## What to do:
Word for word, restate the lines from the one holding "d4vidi: please revisit" through the end of the data below, including both endpoints and nothing more.

## Entries provided:
%%
PR #2188, opened 2020-07-07
Test butler app apk

d4vidi:
- [ ] This is a small change 

---

# Description

Add the missing piece in integrating `Test-Butler` into Detox' test app, and with that - enable its integration in _any_ detox project (although the solution isn't pretty, just yet). This in fact is based on the initial work done in #2165.

## More Details

In order for test butler to work, it's not enough to just apply the `aar` into Detox app, because it actually consists of 2 separate parts:
1. A custom, system-level APK that needs to be preinstalled on the tested device.
2. An API that enables / controls it (this is the `aar` part).

_Naturally, without the APK, API usage will fail, and ANR's alert disabling will not be set-up._

With pure Android-native projects, by using the Android-Gradle plugin's `androidTestUtil`, the APK is just automagically preinstalled when running `gradle connectedCheck` (or one of its flavor-suited dependant-tasks). With Detox, we do things ourselves, which makes efficiently installing the APK dynamically, a challange. This PR solves it, then, in a way that is twofold.

###  1. Installing the APK

Assuming the APK is available somewhere in the system, Detox needs to allow for its installation on each running Android device, be it real or an emulator. Note that sometimes the emulator is booted by Detox itself...
Also, we want to install it once and move on, and **not follow** the rules of reinstalling the app, etc.

To work that out, I've allowed for an array of binary paths to be configured under a new field called `utilBinaryPaths` inside Detox' config, that goes alongside the usual things such as `binaryPath` and `testBinaryPath`.

### 2. Downloading the APK

Preferably, the APK should be prebaked into the device image. But that's not always possible (e.g. SaaS CI's). As an alternative, it can be added to the git repo, but that is discourage.

So the fully-blown solution here is to download it manually from bintray. And quite importantly, that should be done only once, before everything starts. Because detox currently does not allow for a global initialization (rather, a distributed, per-run init is done), as an original (yet hackish) solution, I've utilized our fresh ability to create javascript based configuration files (see inside).


noomorph:
I have two questions here.

1. A minor one. Could we use an array for `binaryPath` property itself, without creating one more property (`utilBinaryPaths`)? I don't see a good way either (if anything), but I feel it is right to raise this question anyway.
1. A major one. Don't you think that the new behavior is a bit inconsistent with the `reuseApp` flag — the installation seemingly happens in any case? Also, I think I see no way to delete those utility binaries except for if you run `adb uninstall` manually and directly, not via Detox...

🤔

d4vidi:
@noomorph thanks for these super important questions! I think that though there are 2, the answer is one.

As you know, in Detox, we take ownership of various aspect of managing the test devices, as a service to our users. For example, on Android, apart from allocating and booting emulators (which in its own is a pretty big responsibility), we take care of disabling all native animations, for the user's sake.

This feature continues this line. By allowing for _util_ binaries to be set up, we provide yet another means to help users bring their devices to a setup suitable for their environment. To even take this a step further, we could one day consider providing a proper hook where users would have complete access to the allocated devices and tweak whatever they wish in there. But that would be an overkill for what we _currently_ need, I feel.

So in that sense, these util-APK's are not *app* APK's, and they are not to be tested as such. Hence, they are out of scope when it comes to things like `--reuse`, or even app reinstall. In the driver implementation, I even went as far as to precheck whether the APK's have already been installed on the device, so as to avoid reinstalling them (they don't need to be cleaned-up, etc., as they are utils). Uninstalling them doesn't make all that much sense, too - if they're already there, great, it's what we want! :)
Last but not least - again going with the same line of thought here, util binaries therefore exist regardless of whether we support a single _app_ binary, or several ones in `binaryPath`... To me, that's a different matter.

d4vidi:
@noomorph that said, I do see a use case that could challenge what I'm suggesting: An update to an existing util APK. This is a case where a user _would_ like to reinstall it. Although, in most cases, the emulators start fresh, and if they don't -- the user should be admin-ing their state.

detox/src/devices/drivers/android/EmulatorDriver.js
```diff
@@ -73,9 +72,7 @@ class EmulatorDriver extends AndroidDriver {
       binaryPath,
       testBinaryPath,
     } = this._getInstallPaths(_binaryPath, _testBinaryPath);
-
-    const installHelper = new AppInstallHelper(this.adb, this.fileXfer);
-    await installHelper.install(deviceId, binaryPath, testBinaryPath);
+    await this.appInstallHelper.install(deviceId, binaryPath, testBinaryPath);
```
d4vidi, line 75: Related indirectly: use the super-class' instance, now that it's there.

detox/src/devices/Device.js
```diff
@@ -180,6 +181,19 @@ class Device {
     await this.deviceDriver.uninstallApp(this._deviceId, _bundleId);
   }
 
+  async installUtilBinaries() {
+    const paths = this._deviceConfig.utilBinaryPaths;
+    if (paths) {
+      if (!_.isArray(paths)) {
+        throw new DetoxRuntimeError({
```
noomorph, line 188: @d4vidi, I think this is very far from its origination. What if we move that validation inside `detox/configuration/*` layer?

detox/src/devices/Device.js
```diff
@@ -180,6 +181,19 @@ class Device {
...
+          message: `utilBinaryPaths specified in Detox configuration is invalid: ${paths}`,
+          hint: 'Configuration must be applied as an Array of paths',
+        });
+      }
+      await this.deviceDriver.installUtilBinaries(this._deviceId, paths);
```
noomorph, line 193: Can't we make 1-size-fits-all `this.deviceDriver.installApp(deviceId, binaryPath)` signature?

Is there any fundemantal difference between `this.deviceDriver.installUtilBinaries` and `this.deviceDriver.installApp` except for spread arguments?

detox/src/devices/drivers/android/AndroidDriver.js
```diff
@@ -71,8 +74,16 @@ class AndroidDriver extends DeviceDriverBase {
...
-    const uninstallHelper = new AppUninstallHelper(this.adb);
-    await uninstallHelper.uninstall(deviceId, bundleId);
+    await this.appUninstallHelper.uninstall(deviceId, bundleId);
+  }
+
+  async installUtilBinaries(deviceId, paths) {
+    for (const path of paths) {
+      const packageId = await this.getBundleIdFromBinary(path);
+      if (!await this.adb.isPackageInstalled(deviceId, packageId)) {
+        await this.appInstallHelper.install(deviceId, path);
```
noomorph, line 84: What if the device has older version installed? Should we overwrite, hence update it?

detox/src/devices/Device.js
d4vidi: Yes - will revisit!

detox/src/devices/Device.js
d4vidi: I took the time to think about it and decided not to because the use-case and impl. here are different, and because I like being explicit (it makes it easier to make changes, later...). To prove my point, `installApp` currently expects two binaries and as a contract uses a default if no test-binary is specified, and I don't want to break it.

detox/src/devices/drivers/android/AndroidDriver.js
d4vidi: See my answer to the previous comment... also, I guess I'm allergic to single functions taking many arguments which result in various `if`'s, etc.

d4vidi: As per version overwrite, I admit I'm not entirely comfortable about it as well, but this isn't a real-life use case ATM. I will try to scratch my head again and see whether I could make it feasible nonetheless.

d4vidi:
@noomorph one thing's for sure, this PR screams that we really need to refactor for a global detox setup and teardown -- much more than before.

detox/src/devices/Device.js
d4vidi: updated! see https://github.com/wix/Detox/pull/2188/commits/936e164e3822f09d005d3bf7a48316fef98add0c

noomorph: I see, but let's refine how the error will be looking on the user screen. Should be neutral, terse, and user-friendly.

detox/src/devices/Device.js
noomorph: @d4vidi , let's check again we are on the same page:

> 1. To prove my point, installApp currently expects two binaries and as a contract uses a default if no test-binary is specified.

First of all, isn't it a bad contract, considering that iOS simply does not need this quirk at all? I reckon that the optional `testBinary` parameter is not generic, rather quite platform- and implementation-specific, no?

On the other hand, I have considered the difficulty of moving these parts, and currently, I don't see a cleaner solution than the one you had suggested. Although, I feel like a heavy technical debt is forming here. Hence, I want to ask you in a roadmap context (and not of this PR):

Don't you think that a wiser decision would be to reimplement eventually `Device` class by splitting it into several stateful platform-specific implementations such as `SimulatorDevice`, `AttachedAndroidDevice`, `AndroidEmulatorDevice` and so on? The fact that we have a monolithic one-size-fits-all `Device` that has a complex state, yet it manages (with a struggle, albeit) to somehow function by juggling stateless `*DeviceDriver` methods has been saddening me for quite long. Making Device subclasses does not cancel code reuse, anyway, but the current way of handling is making configuration messy while making superficial visibility that is uniform.

Won't it be just relieving to have
```
{ type: 'ios.simulator' } -> gets handled by SimulatorDevice, that has its own schema
{ type: 'android.emulator' } -> gets handled by EmulatorDevice, that has its own and another schema
```
?

detox/src/devices/drivers/android/AndroidDriver.js
noomorph: 👍  @d4vidi , probably you are right here. Just trying to wrap my head around how we publish this API to the general public... 🤔  The current implementation level feels like protected/internal, and we are adding one more thing to the public Device class and its configuration, which by this PR design is not intended to work on both platforms. 🤯 I still feel like we might add some tech debt by this, this is legit, but eventually we should think on total rewriting Device class.

d4vidi: I thought this over and realized that in order to properly solve this, we need to have global init & teardown. Only then, will I be able to make sure that the APK is installed _once_ - overwriting any existing version, and then refrain from doing so in each suite.

I'll work out an issue explaining what needs to be done and what is blocked by it (this isn't the only thing, of course).

d4vidi: As per platform, well - there's technically no one to take this on iOS. I'm as unsatisfied as you are.

detox/src/devices/Device.js
d4vidi: ok, will apply all your suggested fixes asap 🙏

detox/src/devices/Device.js
d4vidi: Honestly, it's like you've read my mind! I went back and forth with this idea in my head a fair share of times.
I definitely agree the the state-less-ness of the drivers has no value. Seriously, passing in the `deviceId` in each call? this is a high-level coding environment... we should apply more advanced techniques (sorry for mocking).

As per the lack of their necessity altogether? I can't clearly conclude I agree with _that_. There's value in delegating the platform-specifics onto a different domain, making the `Device` still inheritable potentially for other (more profitable?) needs. But being a bloated class that it is right now? probably a bad idea.

detox/src/devices/Device.js
d4vidi: please revisit 😄 https://github.com/wix/Detox/pull/2188/commits/d875883b843e85079406d8bbdb2f5fb4b37d3c4a

PR #2191, opened 2020-07-07
ci(coveralls): use nyc instead of Jest built-in coverage

noomorph:
- [x] This is a small change 

---

**Description:**

Bypass Jest's built-in coverage calculation, because it is not designed to calculate coverage globally, in files that `environment` requires very early. Instead, I suggest using NYC, since it is agnostic to Jest's internals and works globally for everything that is required on run.


d4vidi:
@noomorph can you fix our coverage badge in the main README? It is still associated with coveralls. Can it be aligned with nyc reports?

PR #2194, opened 2020-07-08
Switch to downloading test-butler APK in jest's global-setup

d4vidi:
- [x] This is a small change 

---

**Description:**
Fixes some wrong-doings of #2188 🤭
Explanation: I've intially had plans of using the globally set temp dir (i.e. $TMPDIR) for this, such that I would have to dynamically alter the path with its resolved value. This is not needed with the current impl after all, and hence global-setup can suffice.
%%
## Finished task:
d4vidi: please revisit 😄 https://github.com/wix/Detox/pull/2188/commits/d875883b843e85079406d8bbdb2f5fb4b37d3c4a

PR #2191, opened 2020-07-07
ci(coveralls): use nyc instead of Jest built-in coverage

noomorph:
- [x] This is a small change 

---

**Description:**

Bypass Jest's built-in coverage calculation, because it is not designed to calculate coverage globally, in files that `environment` requires very early. Instead, I suggest using NYC, since it is agnostic to Jest's internals and works globally for everything that is required on run.


d4vidi:
@noomorph can you fix our coverage badge in the main README? It is still associated with coveralls. Can it be aligned with nyc reports?

PR #2194, opened 2020-07-08
Switch to downloading test-butler APK in jest's global-setup

d4vidi:
- [x] This is a small change 

---

**Description:**
Fixes some wrong-doings of #2188 🤭
Explanation: I've intially had plans of using the globally set temp dir (i.e. $TMPDIR) for this, such that I would have to dynamically alter the path with its resolved value. This is not needed with the current impl after all, and hence global-setup can suffice.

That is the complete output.